[RECORDS PROVIDED]:
######
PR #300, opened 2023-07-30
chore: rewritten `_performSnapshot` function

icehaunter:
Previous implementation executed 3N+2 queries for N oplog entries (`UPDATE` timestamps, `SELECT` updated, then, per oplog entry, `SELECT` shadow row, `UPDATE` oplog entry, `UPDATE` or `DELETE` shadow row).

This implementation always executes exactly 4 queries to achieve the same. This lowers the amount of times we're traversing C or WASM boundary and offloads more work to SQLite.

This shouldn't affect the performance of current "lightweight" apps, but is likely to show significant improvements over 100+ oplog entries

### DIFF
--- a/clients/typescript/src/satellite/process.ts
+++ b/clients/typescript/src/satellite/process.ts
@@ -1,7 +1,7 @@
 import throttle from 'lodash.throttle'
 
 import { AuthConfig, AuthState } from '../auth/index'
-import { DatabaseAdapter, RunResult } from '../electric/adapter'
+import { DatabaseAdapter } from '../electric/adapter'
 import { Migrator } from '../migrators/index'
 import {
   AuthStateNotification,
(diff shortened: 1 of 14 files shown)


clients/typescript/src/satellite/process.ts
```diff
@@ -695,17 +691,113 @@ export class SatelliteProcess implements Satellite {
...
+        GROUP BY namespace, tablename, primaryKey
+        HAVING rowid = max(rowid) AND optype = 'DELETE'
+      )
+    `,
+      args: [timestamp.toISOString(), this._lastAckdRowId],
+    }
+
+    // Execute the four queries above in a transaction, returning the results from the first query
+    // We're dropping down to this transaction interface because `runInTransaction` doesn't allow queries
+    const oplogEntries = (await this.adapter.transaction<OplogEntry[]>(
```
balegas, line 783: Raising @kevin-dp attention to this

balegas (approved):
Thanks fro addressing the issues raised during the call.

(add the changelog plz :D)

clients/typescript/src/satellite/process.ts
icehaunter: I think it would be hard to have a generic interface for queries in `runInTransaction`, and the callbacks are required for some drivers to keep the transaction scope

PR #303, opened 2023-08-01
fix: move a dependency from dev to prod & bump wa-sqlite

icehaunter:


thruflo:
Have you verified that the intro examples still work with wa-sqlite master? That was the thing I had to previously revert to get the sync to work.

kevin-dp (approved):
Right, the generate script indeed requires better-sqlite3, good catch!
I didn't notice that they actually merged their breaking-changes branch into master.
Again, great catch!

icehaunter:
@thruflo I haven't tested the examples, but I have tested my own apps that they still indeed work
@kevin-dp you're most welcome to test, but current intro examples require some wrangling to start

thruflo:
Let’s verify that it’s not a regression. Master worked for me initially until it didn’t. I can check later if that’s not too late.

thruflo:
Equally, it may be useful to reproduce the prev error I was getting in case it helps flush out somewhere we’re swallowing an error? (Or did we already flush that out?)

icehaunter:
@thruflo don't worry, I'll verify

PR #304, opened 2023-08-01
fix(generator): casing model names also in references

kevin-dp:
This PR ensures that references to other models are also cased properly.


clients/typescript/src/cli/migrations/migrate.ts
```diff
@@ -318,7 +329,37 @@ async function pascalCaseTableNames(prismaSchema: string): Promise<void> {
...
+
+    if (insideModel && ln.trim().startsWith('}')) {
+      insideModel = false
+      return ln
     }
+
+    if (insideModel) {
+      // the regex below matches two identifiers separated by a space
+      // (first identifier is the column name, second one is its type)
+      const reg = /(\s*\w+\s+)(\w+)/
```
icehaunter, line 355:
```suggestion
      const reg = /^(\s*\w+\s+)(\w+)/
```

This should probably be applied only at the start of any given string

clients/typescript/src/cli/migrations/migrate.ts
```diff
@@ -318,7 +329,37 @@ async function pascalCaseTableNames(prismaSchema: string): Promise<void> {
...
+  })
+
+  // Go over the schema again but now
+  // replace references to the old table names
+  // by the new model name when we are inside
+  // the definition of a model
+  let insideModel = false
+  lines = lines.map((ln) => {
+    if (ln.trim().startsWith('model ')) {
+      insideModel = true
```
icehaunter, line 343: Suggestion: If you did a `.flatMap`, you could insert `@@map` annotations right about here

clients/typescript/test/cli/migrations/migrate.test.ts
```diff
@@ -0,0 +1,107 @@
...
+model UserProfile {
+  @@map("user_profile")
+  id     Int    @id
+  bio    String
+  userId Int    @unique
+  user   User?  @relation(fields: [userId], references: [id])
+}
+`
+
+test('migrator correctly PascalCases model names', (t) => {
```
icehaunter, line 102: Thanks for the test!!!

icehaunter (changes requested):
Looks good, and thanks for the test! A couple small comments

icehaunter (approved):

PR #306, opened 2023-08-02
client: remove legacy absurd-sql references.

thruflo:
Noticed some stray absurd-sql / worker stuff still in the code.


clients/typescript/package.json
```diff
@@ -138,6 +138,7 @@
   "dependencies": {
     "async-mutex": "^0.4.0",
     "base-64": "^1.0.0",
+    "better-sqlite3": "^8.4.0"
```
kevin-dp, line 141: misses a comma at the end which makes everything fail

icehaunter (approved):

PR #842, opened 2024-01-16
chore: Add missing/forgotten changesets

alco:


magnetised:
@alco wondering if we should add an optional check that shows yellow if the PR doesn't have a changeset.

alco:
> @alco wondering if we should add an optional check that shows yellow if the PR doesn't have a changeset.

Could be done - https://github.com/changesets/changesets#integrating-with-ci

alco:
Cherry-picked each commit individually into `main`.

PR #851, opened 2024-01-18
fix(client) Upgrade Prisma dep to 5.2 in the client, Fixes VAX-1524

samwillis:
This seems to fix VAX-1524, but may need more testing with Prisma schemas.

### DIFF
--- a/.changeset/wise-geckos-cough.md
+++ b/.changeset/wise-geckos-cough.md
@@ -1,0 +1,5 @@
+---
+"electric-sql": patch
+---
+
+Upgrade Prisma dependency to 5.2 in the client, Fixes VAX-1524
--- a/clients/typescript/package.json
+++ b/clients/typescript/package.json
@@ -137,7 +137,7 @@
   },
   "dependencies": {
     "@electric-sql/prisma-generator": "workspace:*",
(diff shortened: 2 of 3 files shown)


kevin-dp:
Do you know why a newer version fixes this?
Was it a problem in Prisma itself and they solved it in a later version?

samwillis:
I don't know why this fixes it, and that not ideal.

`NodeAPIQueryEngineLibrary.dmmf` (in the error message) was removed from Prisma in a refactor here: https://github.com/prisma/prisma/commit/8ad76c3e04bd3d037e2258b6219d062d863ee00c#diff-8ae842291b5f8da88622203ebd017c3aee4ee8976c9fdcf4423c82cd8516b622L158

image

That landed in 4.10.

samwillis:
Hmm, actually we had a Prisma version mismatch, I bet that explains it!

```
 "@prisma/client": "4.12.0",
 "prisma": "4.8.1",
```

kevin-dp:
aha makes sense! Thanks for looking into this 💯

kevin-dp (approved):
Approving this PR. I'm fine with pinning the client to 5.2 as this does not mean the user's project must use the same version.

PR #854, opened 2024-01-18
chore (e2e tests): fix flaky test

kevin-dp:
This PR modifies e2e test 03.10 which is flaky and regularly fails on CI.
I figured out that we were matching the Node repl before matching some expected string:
######
[PROBLEM STATEMENT]:
Each line above should be output exactly as written.

[RESPONSE]:
PR #300, opened 2023-07-30
chore: rewritten `_performSnapshot` function

icehaunter:
Previous implementation executed 3N+2 queries for N oplog entries (`UPDATE` timestamps, `SELECT` updated, then, per oplog entry, `SELECT` shadow row, `UPDATE` oplog entry, `UPDATE` or `DELETE` shadow row).

This implementation always executes exactly 4 queries to achieve the same. This lowers the amount of times we're traversing C or WASM boundary and offloads more work to SQLite.

This shouldn't affect the performance of current "lightweight" apps, but is likely to show significant improvements over 100+ oplog entries

### DIFF
--- a/clients/typescript/src/satellite/process.ts
+++ b/clients/typescript/src/satellite/process.ts
@@ -1,7 +1,7 @@
 import throttle from 'lodash.throttle'
 
 import { AuthConfig, AuthState } from '../auth/index'
-import { DatabaseAdapter, RunResult } from '../electric/adapter'
+import { DatabaseAdapter } from '../electric/adapter'
 import { Migrator } from '../migrators/index'
 import {
   AuthStateNotification,
(diff shortened: 1 of 14 files shown)


clients/typescript/src/satellite/process.ts
```diff
@@ -695,17 +691,113 @@ export class SatelliteProcess implements Satellite {
...
+        GROUP BY namespace, tablename, primaryKey
+        HAVING rowid = max(rowid) AND optype = 'DELETE'
+      )
+    `,
+      args: [timestamp.toISOString(), this._lastAckdRowId],
+    }
+
+    // Execute the four queries above in a transaction, returning the results from the first query
+    // We're dropping down to this transaction interface because `runInTransaction` doesn't allow queries
+    const oplogEntries = (await this.adapter.transaction<OplogEntry[]>(
```
balegas, line 783: Raising @kevin-dp attention to this

balegas (approved):
Thanks fro addressing the issues raised during the call.

(add the changelog plz :D)

clients/typescript/src/satellite/process.ts
icehaunter: I think it would be hard to have a generic interface for queries in `runInTransaction`, and the callbacks are required for some drivers to keep the transaction scope

PR #303, opened 2023-08-01
fix: move a dependency from dev to prod & bump wa-sqlite

icehaunter:


thruflo:
Have you verified that the intro examples still work with wa-sqlite master? That was the thing I had to previously revert to get the sync to work.

kevin-dp (approved):
Right, the generate script indeed requires better-sqlite3, good catch!
I didn't notice that they actually merged their breaking-changes branch into master.
Again, great catch!

icehaunter:
@thruflo I haven't tested the examples, but I have tested my own apps that they still indeed work
@kevin-dp you're most welcome to test, but current intro examples require some wrangling to start

thruflo:
Let’s verify that it’s not a regression. Master worked for me initially until it didn’t. I can check later if that’s not too late.

thruflo:
Equally, it may be useful to reproduce the prev error I was getting in case it helps flush out somewhere we’re swallowing an error? (Or did we already flush that out?)

icehaunter:
@thruflo don't worry, I'll verify

PR #304, opened 2023-08-01
fix(generator): casing model names also in references

kevin-dp:
This PR ensures that references to other models are also cased properly.


clients/typescript/src/cli/migrations/migrate.ts
```diff
@@ -318,7 +329,37 @@ async function pascalCaseTableNames(prismaSchema: string): Promise<void> {
...
+
+    if (insideModel && ln.trim().startsWith('}')) {
+      insideModel = false
+      return ln
     }
+
+    if (insideModel) {
+      // the regex below matches two identifiers separated by a space
+      // (first identifier is the column name, second one is its type)
+      const reg = /(\s*\w+\s+)(\w+)/
```
icehaunter, line 355:
```suggestion
      const reg = /^(\s*\w+\s+)(\w+)/
```

This should probably be applied only at the start of any given string

clients/typescript/src/cli/migrations/migrate.ts
```diff
@@ -318,7 +329,37 @@ async function pascalCaseTableNames(prismaSchema: string): Promise<void> {
...
+  })
+
+  // Go over the schema again but now
+  // replace references to the old table names
+  // by the new model name when we are inside
+  // the definition of a model
+  let insideModel = false
+  lines = lines.map((ln) => {
+    if (ln.trim().startsWith('model ')) {
+      insideModel = true
```
icehaunter, line 343: Suggestion: If you did a `.flatMap`, you could insert `@@map` annotations right about here

clients/typescript/test/cli/migrations/migrate.test.ts
```diff
@@ -0,0 +1,107 @@
...
+model UserProfile {
+  @@map("user_profile")
+  id     Int    @id
+  bio    String
+  userId Int    @unique
+  user   User?  @relation(fields: [userId], references: [id])
+}
+`
+
+test('migrator correctly PascalCases model names', (t) => {
```
icehaunter, line 102: Thanks for the test!!!

icehaunter (changes requested):
Looks good, and thanks for the test! A couple small comments

icehaunter (approved):

PR #306, opened 2023-08-02
client: remove legacy absurd-sql references.

thruflo:
Noticed some stray absurd-sql / worker stuff still in the code.


clients/typescript/package.json
```diff
@@ -138,6 +138,7 @@
   "dependencies": {
     "async-mutex": "^0.4.0",
     "base-64": "^1.0.0",
+    "better-sqlite3": "^8.4.0"
```
kevin-dp, line 141: misses a comma at the end which makes everything fail

icehaunter (approved):

PR #842, opened 2024-01-16
chore: Add missing/forgotten changesets

alco:


magnetised:
@alco wondering if we should add an optional check that shows yellow if the PR doesn't have a changeset.

alco:
> @alco wondering if we should add an optional check that shows yellow if the PR doesn't have a changeset.

Could be done - https://github.com/changesets/changesets#integrating-with-ci

alco:
Cherry-picked each commit individually into `main`.

PR #851, opened 2024-01-18
fix(client) Upgrade Prisma dep to 5.2 in the client, Fixes VAX-1524

samwillis:
This seems to fix VAX-1524, but may need more testing with Prisma schemas.

### DIFF
--- a/.changeset/wise-geckos-cough.md
+++ b/.changeset/wise-geckos-cough.md
@@ -1,0 +1,5 @@
+---
+"electric-sql": patch
+---
+
+Upgrade Prisma dependency to 5.2 in the client, Fixes VAX-1524
--- a/clients/typescript/package.json
+++ b/clients/typescript/package.json
@@ -137,7 +137,7 @@
   },
   "dependencies": {
     "@electric-sql/prisma-generator": "workspace:*",
(diff shortened: 2 of 3 files shown)


kevin-dp:
Do you know why a newer version fixes this?
Was it a problem in Prisma itself and they solved it in a later version?

samwillis:
I don't know why this fixes it, and that not ideal.

`NodeAPIQueryEngineLibrary.dmmf` (in the error message) was removed from Prisma in a refactor here: https://github.com/prisma/prisma/commit/8ad76c3e04bd3d037e2258b6219d062d863ee00c#diff-8ae842291b5f8da88622203ebd017c3aee4ee8976c9fdcf4423c82cd8516b622L158

image

That landed in 4.10.

samwillis:
Hmm, actually we had a Prisma version mismatch, I bet that explains it!

```
 "@prisma/client": "4.12.0",
 "prisma": "4.8.1",
```

kevin-dp:
aha makes sense! Thanks for looking into this 💯

kevin-dp (approved):
Approving this PR. I'm fine with pinning the client to 5.2 as this does not mean the user's project must use the same version.

PR #854, opened 2024-01-18
chore (e2e tests): fix flaky test

kevin-dp:
This PR modifies e2e test 03.10 which is flaky and regularly fails on CI.
I figured out that we were matching the Node repl before matching some expected string:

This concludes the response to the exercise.